*Instructions to follow:* Going through the data, count each line that has the word "marked". Reply with the total and nothing more.

*Data supplied:*
PR #218, opened 2025-09-23
Continue proxy unit testing tranche 2

Nexarian:
Merge https://github.com/jasonacox/pypowerwall/pull/216 first


Nexarian:
Ok this works now, but I'll split it up into more sensical pieces. I fell into a rabbit hole on the simulator and making sure that even forks use the proper image from the repo root.

PR #223, opened 2025-10-05
Add curl to Dockerfiles to use in healthchecks instead of wget

goodoldme:
Added curl to Dockerfiles to use in healthchecks instead of wget to fix [issue ](https://github.com/jasonacox/Powerwall-Dashboard/issues/693)


jasonacox:
jasonacox/pypowerwall:0.14.2t83

PR #243, opened 2025-12-09
Update all Python versions to be consistent

Nexarian:
- Update versions of github actions plugins
- Remove 3.8, add 3.13


jasonacox:
> Do we want linting to be more selectively run for some reason?

No. Intent is for lint for everything. Thanks for the fix!

PR #2337, opened 2021-01-05
Guard-rails when setting invalid CONTENT_*_ROOT

### LINKED ISSUE #2335: Guard-rail when you fumble on the CONTENT_*_ROOT env vars
It took me way too long to realize what I had done.
```
export CONTENT_TRANSLATED_ROOT=~/dev/MOZILLA/MDN/translated-content-TYPOHERE/files
```
I had accidentally set `CONTENT_TRANSLATED_ROOT` to something impossible. A folder that simply doesn't exist. 
And I was no wiser. I couldn't understand why it never was able to find the `/fr/docs/...` URLs that I tried.

peterbe:
Fixes #2335

Now, you'll hopefully wake up a bit more when you have a typo in either of those environment variables.
Screen Shot 2021-01-04 at 9 12 23 PM


content/constants.js
```diff
@@ -6,7 +7,12 @@ require("dotenv").config({
 });
 
 const CONTENT_ROOT = process.env.CONTENT_ROOT;
-console.assert(CONTENT_ROOT, "Env var CONTENT_ROOT must be set");
+if (!CONTENT_ROOT) {
+  throw new Error("Env var CONTENT_ROOT must be set");
```
peterbe, line 11: this one is kinda new and somewhat unrelated to the issue. But I realize, that `console.assert` was rather useless as it was before. There's absolutely no point carrying on if it's not set.

fiji-flo (approved):
👍

fiji-flo (changes requested):
For some reason this breaks CI. Looks like `dotenv` (possibly the relative path) isn't working.

peterbe:
@fiji-flo tests should be passing now.

fiji-flo (approved):
Cool

PR #2338, opened 2021-01-05
Make CSS_Ref by default include experimental too

sideshowbarker:
This change makes the CSS_Ref macro by default also output features marked as status:experimental.

Otherwise, without this change, CSS_Ref by default only output features marked as status:standard.

Related: https://github.com/mdn/content/issues/903
Related: https://github.com/mdn/sprints/issues/2068


escattone (approved):
@sideshowbarker This looks and works great. Thank you for this as well as all of your work on MDN!

PR #2356, opened 2021-01-06
fixing the templatelink macro, as it was pointing links to the wrong place

chrisdavidmills:
The generated links were still pointing to the old kuma repo, so I've updated the base URL to point correctly to the macros directory inside the yari repo.

I also tweaked the explanatory wording a bit.


peterbe:
At least partially, the CI is breaking because it's blocked on https://github.com/mdn/content/pull/1001

peterbe (approved):

PR #2357, opened 2021-01-06
break out CI workflows (docs)

peterbe:
This way, GitHub Actions doesn't even need to start a container if that `on.pull_request.paths` don't match. 
And it doesn't hurt to run `markdownlint-cli` on every single `docs/**/*.md` file we have because there are so few.


fiji-flo (approved):
That nicer, cool!

PR #2358, opened 2021-01-06
Refactor: rename pre_with_html to bad_pre_tags

bershanskiy:
Background: https://github.com/mdn/yari/pull/2144#issuecomment-748344520

This is purely refactoring PR which just renames `pre_with_html` flaw into `bad_pre_tags` and updates associated variable and function names, moves code around.

The only substantial changes are:
 - creation of `BadPreTagType` enum for `type` member in `BadPreTagFlaw`. It will help us keep track of different "types" of flaws within `<pre>`
 - change to two expectations within `testing/tests/destructive.test.js` caused by rename of the test file. More detailed comment below.


testing/tests/destructive.test.js
```diff
@@ -99,8 +99,9 @@ describe("fixing flaws", () => {
       .split("\n")
       .filter((line) => regexPattern.test(line));
     expect(dryRunNotices.length).toBe(3);
-    expect(dryRunNotices[1]).toContain(pattern);
-    expect(dryRunNotices[0]).toContain(path.join(pattern, "images"));
+    expect(dryRunNotices[2]).toContain(pattern);
+    expect(dryRunNotices[1]).toContain(path.join(pattern, "images"));
+    expect(dryRunNotices[0]).toContain(path.join(pattern, "bad_pre_tags"));
```
bershanskiy, line 104: The change to lines 103 and 104 accommodates rename of test folder from `pre_with_html` to `bad_pre_tag` caused by the order of appearance of files in tests.

Prior to rename, order was:
```
.../content/files/en-us/web/fixable_flaws/images/index.html
.../content/files/en-us/web/fixable_flaws/index.html
.../content/files/en-us/web/fixable_flaws/pre_with_html/index.html
```

After the rename:
```
.../content/files/en-us/web/fixable_flaws/bad_pre_tags/index.html
.../content/files/en-us/web/fixable_flaws/images/index.html
.../content/files/en-us/web/fixable_flaws/index.html
```

I also added a check for `dryRunNotices[2]` for readability.

bershanskiy:
The CI was failing due to kitchensink deletion, should be fixed now.

peterbe (approved):
Works as expected!
Screen Shot 2021-01-07 at 5 16 08 PM
Screen Shot 2021-01-07 at 5 15 58 PM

*Response to this task:* 2